Mikhail Samin comments on Unless its governance changes, Anthropic is untrustworthy

Mikhail Samin 5 Dec 2025 2:39 UTC
6 points
2
I sent Mikhail the following via DM, in response to his request for “any particular parts of the post [that] unfairly attack Anthropic”:
I think that the entire post is optimized to attack Anthropic, in a way where it’s very hard to distinguish between evidence you have, things you’re inferring, standards you’re implicitly holding them to, standards you’re explicitly holding them to, etc.

I asked you for any particular example; you replied that “the entire post is optimized in a way where it’s hard to distinguish…”. Could you, please, give a particular example of where it’s hard to distinguish between evidence that I have and things I’m inferring?
- Richard_Ngo 5 Dec 2025 18:37 UTC
  10 points
  −4
  Parent
  Some examples of statements where it’s pretty hard for me to know how much the statements straightforwardly follow from the evidence you have, vs being things that you’ve inferred because they seem plausible to you:
  1. Jack Clark would have known this.
  2. Anthropic’s somewhat less problematic behavior is fully explained by having to maintain a good image internally.
  3. Anthropic is now basically just as focused on commercializing its products.
  4. Anthropic’s talent is a core pitch to investors: they’ve claimed they can do what OpenAI can for 10x cheaper.
  5. It seems likely that the policy positions that Anthropic took early on were related to these incentives.
  6. Anthropic’s mission is not really compatible with the idea of pausing, even if evidence suggests it’s a good idea to.
  If we zoom in on #3, for instance: there’s a sense in which it’s superficially plausible because both OpenAI and Anthropic have products. But maybe Anthropic and OpenAI differ greatly on, say, the ratio of headcount, or the ratio of executives’ time, or the amount of compute, or the internal prestige allocated to commercialization vs other things (like alignment research). If so, then it’s not really accurate to say that they’re just as focused on commercialization. But I don’t know if knowledge of these kinds of considerations informed your claim, or if you’re only making the superficially plausible version of the claim.

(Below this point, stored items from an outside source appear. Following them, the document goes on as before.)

PR #150, opened 2022-11-16
Support multiple extra input topics

philipp94831:


src/main/java/com/bakdata/kafka/KafkaStreamsApplication.java
```diff
@@ -80,8 +80,10 @@ public abstract class KafkaStreamsApplication extends KafkaApplication implement
     protected Pattern inputPattern;
     @CommandLine.Option(names = "--error-topic", description = "Error topic")
     protected String errorTopic;
-    @CommandLine.Option(names = "--extra-input-topics", split = ",", description = "Additional named input topics")
-    protected Map<String, String> extraInputTopics = new HashMap<>();
+    @CommandLine.Option(names = "--extra-input-topics", split = ",", description = "Additional named input topics",
+            converter = {StringConverter.class, StringListConverter.class})
+    // PicoCLI does not allow generics for map values
```
torbsto, line 85: Pretty sure that it works. You can use `converter = {UseDefaultConverter.class, StringListConverter.class}` and let `StringListConverter` implement `ITypeConverter<List<String>>`

torbsto: See also this test: https://github.com/remkop/picocli/blob/2add8987874925fa1b52f7f172c8388bb3f8771a/src/test/java/picocli/GenericTest.java#L96

philipp94831: I am confused. This is obviously (except the UseDefault) what I tried and it raised an error inside PicoCLI which only allowed Optionals as generics. I don't know where my mistake was but yeah it is apparently working

philipp94831: I thought I also tested v4.7...

torbsto (approved):

PR #117, opened 2021-03-22
Increment lines on lazy line codepath

c-nixon:
The new lazy lines tailer wasn't incrementing the lines metric.


common/fs/src/cache/tailed_file.rs
```diff
@@ -423,6 +423,7 @@ impl Stream for LazyLines {
                     current_offset.clone().unwrap(),
                 );
                 *path += 1;
+                Metrics::fs().increment_lines();
```
jorgebay, line 426: I think the same applies for `add_bytes()`

jorgebay (approved):

PR #120, opened 2021-03-23
Test killing the agent with stateful lookback

jorgebay:
Use artificial delay to slow down the mock ingester in order to reproduce.


jorgebay:
At a closer look, this test shown server reordering: data was being appended by the mock ingester out of order when introducing delays, but the lines where being sent by the agent.

PR #121, opened 2021-03-25
Test symlink initialization

jorgebay:
Failing test that reproduces an issue found on k8s.


jorgebay:
We've included this in the fix PR #122

PR #124, opened 2021-03-29
Refactor tailer to split out event handling

c-nixon:
This splits out the event handling in the tailer into separate functions and flattens a lot of the if let x { Some(_) } else { None} logic

### DIFF
--- a/common/fs/src/tail.rs
+++ b/common/fs/src/tail.rs
@@ -149,7 +149,7 @@ impl Tailer {
     ) -> Option<impl Stream<Item = LazyLineSerializer>> {
         match event {
             Event::Initialize(entry_ptr) => {
-                debug!("Initialise Event");
+                debug!("Initialize Event");
                 // will initiate a file to it's current length
                 let entries = fs.entries.borrow();
                 let entry = entries.get(entry_ptr)?;
@@ -157,7 +157,7 @@ impl Tailer {
                 match entry {
                     Entry::File { name, data, .. } => {
                         // If the file's passes the rules tail it
-                        info!("Initialise event for entry {:?}, target {:?}", name, path);
+                        info!("initialize event for file {:?}, target {:?}", name, path);
                         let (_, offset) = Tailer::get_initial_offset(
                             &path,
                             &fs,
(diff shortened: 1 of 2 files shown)


common/fs/src/tail.rs
```diff
@@ -103,242 +297,263 @@ impl Tailer {
...
-                                            },
-                                            Lookback::SmallFiles => {
-                                                let offset = match initial_offsets.as_ref() {
-                                                    Some(initial_offsets) => {
-                                                        let offset = initial_offsets.get(&inode).copied().unwrap_or(0);
-                                                        debug!("Got offset {} from state for {:?} using key {:?} for path {:?}", offset, name, inode, path);
-                                                        offset
-                                                    }
-                                                    None => {
+        /*<<<<<<< HEAD
```
jorgebay, line 300: Leftover.

common/fs/src/tail.rs
```diff
@@ -87,6 +88,199 @@ impl Tailer {
...
+
+    async fn handle_event(
+        event: Event,
+        initial_offsets: Option<HashMap<FileId, u64>>,
+        lookback_config: Lookback,
+        fs: &FileSystem,
+    ) -> Option<impl Stream<Item = LazyLineSerializer>> {
+        match event {
+            Event::Initialize(entry_ptr) => {
+                debug!("Initialise Event");
```
jorgebay, line 149: We should continue using the same messages that we defined for 3.1 "`initialize`".

common/fs/src/tail.rs
```diff
@@ -87,6 +88,199 @@ impl Tailer {
...
+                // will initiate a file to it's current length
+                let entries = fs.entries.borrow();
+                let entry = entries.get(entry_ptr)?;
+                let path = fs.resolve_direct_path(&entry, &fs.entries.borrow());
+                match entry {
+                    Entry::File { name, data, .. } => {
+                        // If the file's passes the rules tail it
+                        info!("Initialise event for entry {:?}, target {:?}", name, path);
```
jorgebay, line 157: Same here, in 3.1 we also included "file" or "symlink" instead of entry.

common/fs/src/tail.rs
```diff
@@ -87,6 +88,199 @@ impl Tailer {
...
+        if let Entry::File { data, .. } = entry {
+            let inode: FileId = { (&data.borrow().deref().get_inode().await).into() };
+            Some((
+                entry_key,
+                match lookback_config {
+                    Lookback::Start => match initial_offsets.as_ref() {
+                        Some(initial_offsets) => {
+                            let offset = initial_offsets.get(&inode).copied().unwrap_or(0);
+                            debug!("Got offset {} from state using key {:?}", offset, path);
+                            offset
```
jorgebay, line 110: We can extract the duplicate code into a `fn` or move it above, as it's not dependent on the lookback value.

jorgebay (commented):
The new refactored code for event handling is easier to understand that the previous version, with far less code repetition 👍 


The leftover commented code made reviewing a little harder (diff doesn't help) but it's looking good. Thanks for porting it to master, that way we can run the full test suite in the face of 3.2 release.

common/fs/src/tail.rs
c-nixon: whoops!

common/fs/src/tail.rs
```diff
@@ -87,6 +88,199 @@ impl Tailer {
...
+                        if fs.is_initial_dir_target(&path) {
+                            return data.borrow_mut().tail(vec![path]).await;
+                        }
+                    }
+                    Entry::Symlink { name, link, .. } => {
+                        let sym_path = path;
+                        info!("Initialise event for entry {:?}, target {:?}", name, link);
+                        let entries = &fs.entries.borrow();
+                        let path = fs.resolve_direct_path(
+                            entries.get(Tailer::get_file_for_path(&fs, link)?)?,
```
jorgebay: Far less nesting also :)

jorgebay (approved):
Looks great!

PR #125, opened 2021-03-30
Use inode instead of filepath as lookback key

c-nixon:
This resolves an issue where symlinks to different hardlinks to the same underlying file were not being treated as the same file by the stateful lookback mechanism

### DIFF
--- a/bin/tests/cli.rs
+++ b/bin/tests/cli.rs
@@ -6,6 +6,7 @@ use proptest::prelude::*;
 use std::fs;
 use std::fs::{File, OpenOptions};
 use std::io::{BufRead, BufReader, Read, Write};
+use std::os::unix::fs::MetadataExt;
 use std::process::Command;
 use std::thread::{self, sleep};
 use std::time::Duration;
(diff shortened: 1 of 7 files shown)


jorgebay (commented):
Using the inode number is a good solution.

Given that we have to support the format that we choose for newer versions (forever!), I was thinking about windows support and how inode doesn't work like on that platform.

I was about to suggest to use a utf8 stringified u64 as rocksdb key instead, but thinking about it in more detail, we can use a different column family schema per platform (unix / windows).

common/fs/src/tail.rs
```diff
@@ -139,13 +139,13 @@ impl Tailer {
...
-                                                        let offset = initial_offsets.get(&path.as_os_str().as_bytes().into()).copied().unwrap_or(0);
-                                                        debug!("Got offset {} from state for {:?} using key {:?}", offset, name, path);
+                                                        let offset = initial_offsets.get(&inode).copied().unwrap_or(0);
+                                                        debug!("Got offset {} from state for {:?} using key {:?} for path {:?}", offset, name, inode, path);
                                                         offset
                                                     }
                                                     None => {
                                                         let len = path.metadata().map(|m| m.len()).unwrap_or(0);
-                                                        debug!("Smallfiles lookback {} from state for {:?} using key {:?}", len, name, path);
+                                                        debug!("Smallfiles lookback {} from len for {:?} using key {:?}", len, name, path);
```
jorgebay, line 148: oh, this message got me a few times while testing, thanks for taking care of it.

bin/tests/cli.rs
```diff
@@ -1022,6 +1023,152 @@ async fn test_symlink_to_symlink_initialization_excluded_file() {
...
+
+    let log_dir = tempdir().expect("Couldn't create temp dir...").into_path();
+    let excluded_dir = tempdir().expect("Couldn't create temp dir...").into_path();
+    let file_path = excluded_dir.join("test.log");
+    let excluded_hardlink_path = excluded_dir.join("test-hardlink.log");
+    let excluded_symlink_path = excluded_dir.join("test-symlink.log");
+    let symlink_path = log_dir.join("test-symlink.log");
+
+    File::create(&file_path).expect("Couldn't create temp log file...");
+    std::fs::hard_link(&file_path, &excluded_hardlink_path).unwrap();
```
jorgebay, line 1045: Nice coverage!

jorgebay (approved):

PR #127, opened 2021-04-06
3.1: Ignore new clippy errors

jorgebay:
With the build image update, clippy is complaining about rule changes.

For 3.1 branch, ignore the new rules to prevent a binary change.


c-nixon (approved):
Makes sense on 3.1

PR #128, opened 2021-04-06
Handle new clippy warnings

jorgebay:
Fix `from-over-into`, `ptr-arg` and `upper-case-acronyms` in `fs` and `http` crates

Relates to #127.


c-nixon (approved):
Simple refactor, lgtm

PR #129, opened 2021-04-06
Use stable rbac.authorization.k8s.io/v1 API

jorgebay:
RBAC mode is stable since k8s v1.8.

We should also update the helm charts.


jorgebay:
oh, new helm charts already use `rbac.authorization.k8s.io/v1` 💪

c-nixon (approved):
👍

PR #132, opened 2021-04-16
Minor doc typo fix

jorgebay:


c-nixon (approved):
Totally missed that when I was reading it last time!

PR #133, opened 2021-04-16
Support command line options

jorgebay:
Support cmd line args while continue to support env vars, deprecated env vars and config file.

This removes the config macro and replaces it by structops built-in support for environment variables.

The only command line arguments with short for are `-k` for ingestion key, `-t` for tags, `-d` for log dir and `-c` for config file.


jorgebay:
This is the output of `logdna-agent --help`:

```
LogDNA Agent 3.1.0-beta.2
A resource-efficient log collection agent that forwards logs to LogDNA.

USAGE:
    logdna-agent [OPTIONS]

FLAGS:
    -h, --help       Prints help information
    -V, --version    Prints version information

OPTIONS:
    -c, --config <config>
            The config filename [env: LOGDNA_CONFIG_FILE=]  [default: /etc/logdna/config.yaml]

        --db-path <db-path>
            The directory the agent will store it's state database. Note that the agent must have write access to the
            directory and be a persistent volume. Defaults to "/var/lib/logdna-agent/" [env: LOGDNA_DB_PATH=]
        --endpoint-path <endpoint-path>
            The endpoint to forward logs to. Defaults to "/logs/agent" [env: LOGDNA_ENDPOINT=]

        --exclude-regex <exclusion-regex>...
            List of regex patterns to exclude files from monitoring [env: LOGDNA_EXCLUSION_REGEX_RULES=]

        --exclude <exclusion-rules>...
            List of glob patterns to exclude files from monitoring, to add to the default [env: LOGDNA_EXCLUSION_RULES=]

        --gzip-level <gzip-level>
            If compression is enabled, this is the gzip compression level to use. Defaults to 2 [env:
            LOGDNA_GZIP_LEVEL=]
        --host <host>
            The host to forward logs to. Defaults to "logs.logdna.com" [env: LOGDNA_HOST=]

        --include-regex <inclusion-regex>...
            List of regex patterns to include files from monitoring [env: LOGDNA_INCLUSION_REGEX_RULES=]

        --include <inclusion-rules>...
            List of glob patterns to includes files for monitoring, to add to the default (*.log) [env:
            LOGDNA_INCLUSION_RULES=]
        --ip <ip>
            The IP metadata to attach to lines forwarded from this agent [env: LOGDNA_IP=]

        --journald-paths <journald-paths>...
            List of paths (directories or files) of journald paths to monitor, for example: /var/log/journal or
            /run/systemd/journal [env: LOGDNA_JOURNALD_PATHS=]
    -k, --key <key>
            The ingestion key associated with your LogDNA account [env: LOGDNA_INGESTION_KEY=]

        --line-exclusion <line-exclusion>...
            List of regex patterns to exclude log lines. When set, the Agent will NOT send log lines that match any of
            these patterns [env: LOGDNA_LINE_EXCLUSION_REGEX=]
        --line-inclusion <line-inclusion>...
            List of regex patterns to include log lines. When set, the Agent will ONLY send log lines that match any of
            these patterns [env: LOGDNA_LINE_INCLUSION_REGEX=]
        --line-redact <line-redact>...
            List of regex patterns used to mask matching sensitive information before sending it the log line [env:
            LOGDNA_REDACT_REGEX=]
    -d, --logdir <log-dirs>...
            Adds log directories to scan, in addition to the default (/var/log) [env: LOGDNA_LOG_DIRS=]

        --log-k8s-events <log-k8s-events>
            Whether the agent should log Kubernetes resource events. This setting only affects tracking and logging
            Kubernetes resource changes via watches. When disabled, the agent may still query k8s metadata to enrich log
            lines from other pods depending on the value of `use_k8s_enrichment` setting value ("always" or "never").
            Defaults to "never" [env: LOGDNA_LOG_K8S_EVENTS=]
        --lookback <lookback>
            The lookback strategy on startup ("smallfiles", "start" or "none"). Defaults to "smallfiles" [env:
            LOGDNA_LOOKBACK=]
        --mac-address <mac>
            The MAC metadata to attach to lines forwarded from this agent [env: LOGDNA_MAC=]

        --os-hostname <os-hostname>
            The hostname metadata to attach to lines forwarded from this agent (defaults to os.hostname()) [env:
            LOGDNA_HOSTNAME=]
    -t, --tags <tags>...
            List of tags metadata to attach to lines forwarded from this agent [env: LOGDNA_TAGS=]

        --use-compression <use-compression>
            Whether to compress logs before sending. Defaults to "true" [env: LOGDNA_USE_COMPRESSION=]

        --use-k8s-enrichment <use-k8s-enrichment>
            Determines whether the agent should query the K8s API to enrich log lines from other pods ("always" or
            "never").  Defaults to "always" [env: LOGDNA_USE_K8S_LOG_ENRICHMENT=]
        --use-ssl <use-ssl>
            Whether to use TLS for sending logs. Defaults to "true" [env: LOGDNA_USE_SSL=]
```

common/config/src/argv.rs
```diff
@@ -0,0 +1,719 @@
...
+            ($key: ident, $var_name: ident, $ftype: ty) => {
+                if let Ok(v) = env_var(env::$var_name) {
+                    if let Ok(parsed) = std::str::FromStr::from_str(&v) {
+                        options.$key = parsed;
+                        info!("Using deprecated env var '$var_name'");
+                    } else {
+                        warn!("Deprecated env var '$var_name' could not be parsed to $ftype");
+                    }
+                }
+            };
```
jorgebay, line 335: My macro fu is weak, there's probably a way to avoid repetition for these two patterns.

docs/README.md
```diff
@@ -119,10 +119,12 @@ The compiled binary will be built to `./target/release/logdna-agent`.
 
 ### Options
 
-The agent accepts configuration from two sources, environment variables and a configuration YAML file. The default configuration yaml file is located at `/etc/logdna/config.yaml`. The following options are available:
+The agent accepts configuration from three different sources: environment variables, command line arguments and/or a
+configuration YAML file. The default configuration yaml file is located at `/etc/logdna/config.yaml`. The following
```
jorgebay, line 123: The config yaml file usage still has rough edges: I've filed LOG-9482, but there are more usability issues.

docs/README.md
```diff
@@ -119,10 +119,12 @@ The compiled binary will be built to `./target/release/logdna-agent`.
 
 ### Options
 
-The agent accepts configuration from two sources, environment variables and a configuration YAML file. The default configuration yaml file is located at `/etc/logdna/config.yaml`. The following options are available:
+The agent accepts configuration from three different sources: environment variables, command line arguments and/or a
```
jorgebay, line 122: I haven't included enough information about the command line arguments in the docs, I think the whole "--help" output belongs in a new doc "Using the agent on linux" or something like that. We have to reorganize the docs when we add support for Linux.

bin/tests/cmd_line_env.rs
```diff
@@ -0,0 +1,361 @@
+use assert_cmd::cargo::CommandCargoExt;
+pub use common::*; // workaround for unused functions
```
c-nixon, line 2: Is this to keep clippy happy?

common/config-macro/src/lib.rs
```diff
@@ -1,210 +0,0 @@
-#![recursion_limit = "128"]
-
```
c-nixon, line 2: 🎉

common/config/src/argv.rs
c-nixon: There are other ways to write it, but I don't think there's a way to make it much shorter, you have to decide between Option and non-option no matter what

common/config/src/argv.rs
```diff
@@ -0,0 +1,719 @@
...
+        );
+        assert_eq!(
+            config.journald.paths,
+            Some(vec_paths!["/default_journald", "/journal", "/journald"])
+        );
+    }
+
+    #[test]
+    fn parse_deprecated_test() {
+        // Avoid reusing the constants from above on purpose
```
c-nixon, line 692: 👍

docs/README.md
c-nixon: Yeh, we'll need to add in the installation etc, we could move the configuration into a separate md and reference it from both KUBERNETES.md and Linux, or maybe we should have CLI in one place and ENV var based config in another...

common/config/src/argv.rs
```diff
@@ -0,0 +1,719 @@
...
+    pub const EXCLUSION_RULES_DEPRECATED: &str = "LOGDNA_EXCLUDE";
+    pub const EXCLUSION_REGEX_RULES_DEPRECATED: &str = "LOGDNA_EXCLUDE_REGEX";
+    pub const INCLUSION_RULES_DEPRECATED: &str = "LOGDNA_INCLUDE";
+    pub const INCLUSION_REGEX_RULES_DEPRECATED: &str = "LOGDNA_INCLUDE_REGEX";
+}
+
+/// Contains the command and env var options.
+#[derive(StructOpt, Debug, Default)]
+// Using PKG_VERSION as a workaround while we centralize version management of packages
+#[structopt(name = "LogDNA Agent", about = "A resource-efficient log collection agent that forwards logs to LogDNA.", version = unsafe { PKG_VERSION })]
```
c-nixon, line 57: Hmm, I wonder how this macro expands... if it expands the whole way during compile time the PKG_VERSION won't be set, or will be set to something random, I think this warrants an integration test, even just to check that logdna-agent --version successfuly returns something starting with 3

c-nixon (commented):
Minor comment around testing the PKG_VERSION hack still works as expected given it's being processed at compile time now rather than at runtime.

common/config/src/argv.rs
jorgebay: Makes sense, I'll add it.

jorgebay: I've included a test for it.

jorgebay:
Rebased it and pushed a test for `--version`.

c-nixon (approved):
LGTM!

PR #135, opened 2021-04-20
Integration test for retries

jorgebay:
It adds basic integration test coverage for retries by adding artificial delays to mock ingester responses.

I've added minor modifications to the client wrapper and to retry mod to support setting the retry parameters in the test.

### DIFF
--- a/bin/tests/common.rs
+++ b/bin/tests/common.rs
@@ -117,6 +117,7 @@ pub struct AgentSettings<'a> {
     pub use_ssl: bool,
     pub ingester_key: Option<&'a str>,
     pub tags: Option<&'a str>,
+    pub config_file: Option<&'a str>,
     pub state_db_dir: Option<&'a std::path::Path>,
     pub line_exclusion_regex: Option<&'a str>,
     pub line_inclusion_regex: Option<&'a str>,
@@ -190,6 +191,10 @@ pub fn spawn_agent(settings: AgentSettings) -> Child {
         agent.env("LOGDNA_EXCLUSION_REGEX_RULES", rules);
     }
 
+    if let Some(config_file) = settings.config_file {
+        agent.env("LOGDNA_CONFIG_FILE", config_file);
+    }
+
     if let Some(tags) = settings.tags {
         agent.env("LOGDNA_TAGS", tags);
     }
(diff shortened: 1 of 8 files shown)


bin/tests/common.rs
```diff
@@ -234,6 +239,9 @@ where
     let mut lines_buffer = String::new();
     for _safeguard in 0..100_000 {
         reader.read_line(&mut line).unwrap();
+        if line.is_empty() {
```
c-nixon, line 242: Is this where the empty lines in output was coming from?

common/http/src/client.rs
```diff
@@ -43,6 +44,8 @@ impl Client {
     pub fn new(
         template: RequestTemplate,
         state_handles: Option<(FileOffsetWriteHandle, FileOffsetFlushHandle)>,
+        retry_base_delay: Duration,
```
c-nixon, line 47: This is much better, even if we end up hard coding it in the config and never override it

common/test/mock-ingester/src/lib.rs
```diff
@@ -25,6 +25,7 @@ use tokio_stream::wrappers::TcpListenerStream;
 const ROOT: &str = "/logs/agent";
 
 pub type FileLineCounter = Arc<Mutex<HashMap<String, FileInfo>>>;
+pub type ProcessFn = Arc<Mutex<Box<dyn Fn(&IngestBody) + Send>>>;
```
c-nixon, line 28: This _really_ doesn't matter, but just for future reference because a Fn can be called as many times as you like it can't carry a reference to any state, so it _must_ be Sync implicitly (as there's no way 2 Fns can affect each other).

And since Arc is pretty much fat Box that carries an atomic usize around with it it means that this could just be Arc<dyn Fn(&IngestBody)>, no Mutex or 2nd indirection required.

c-nixon (approved):
Nice! minor nits, nothing that needs changed

common/test/mock-ingester/src/lib.rs
jorgebay: Good point, I don't remember why I added the `Mutex`... I'll remove it.

bin/tests/common.rs
jorgebay: yeah, when the process has exited, reading lines is a noop so we were writing empty lines to debug output.

jorgebay:
I've probably used `Mutex` to get around the `Sync` restriction but it doesn't make much sense. Marking the `Fn` as `Sync` did the trick, thanks @c-nixon for the tip!

c-nixon (approved):
Looks Great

  To be clear, in general I don’t expect people to apply this level of care for most LW posts. But when it comes to accusations of untrustworthiness (and similar kinds of accountability mechanisms) I think it’s really valuable to be able to create common knowledge of the specific details of misbehavior. Hence I would have much preferred this post to focus on a smaller set of claims that you can solidly substantiate, and then only secondarily try to discuss what inferences we should draw from those. Whereas I think that the kinds of criticism you make here mostly create a miasma of distrust between Anthropic and LessWrong, without adding much common knowledge of the form “Anthropic violated clear and desirable standard X” for the set of good-faith AI safety actors.
  I also realize that by holding this standard I’m making criticism more costly, because now you have the stress of trying to justify yourself to me. I would have tried harder to mitigate that cost if I hadn’t noticed this pattern of not-very-careful criticism from you. I do sympathize with your frustration that people seem to be naively trusting Anthropic and ignoring various examples of shady behavior. However I also think people outside labs really underestimate how many balls lab leaders have up in the air at once, and how easy it is to screw up a few of them even if you’re broadly trustworthy. I don’t know how to balance these considerations, especially because the community as a whole has historically erred on the side of the former mistake. I’d appreciate people helping me think through this, e.g. by working through models of how applying pressure to bureaucratic organizations goes successfully, in light of the ways that such organizations become untrustworthy (building on Zvi’s moral mazes sequence for instance).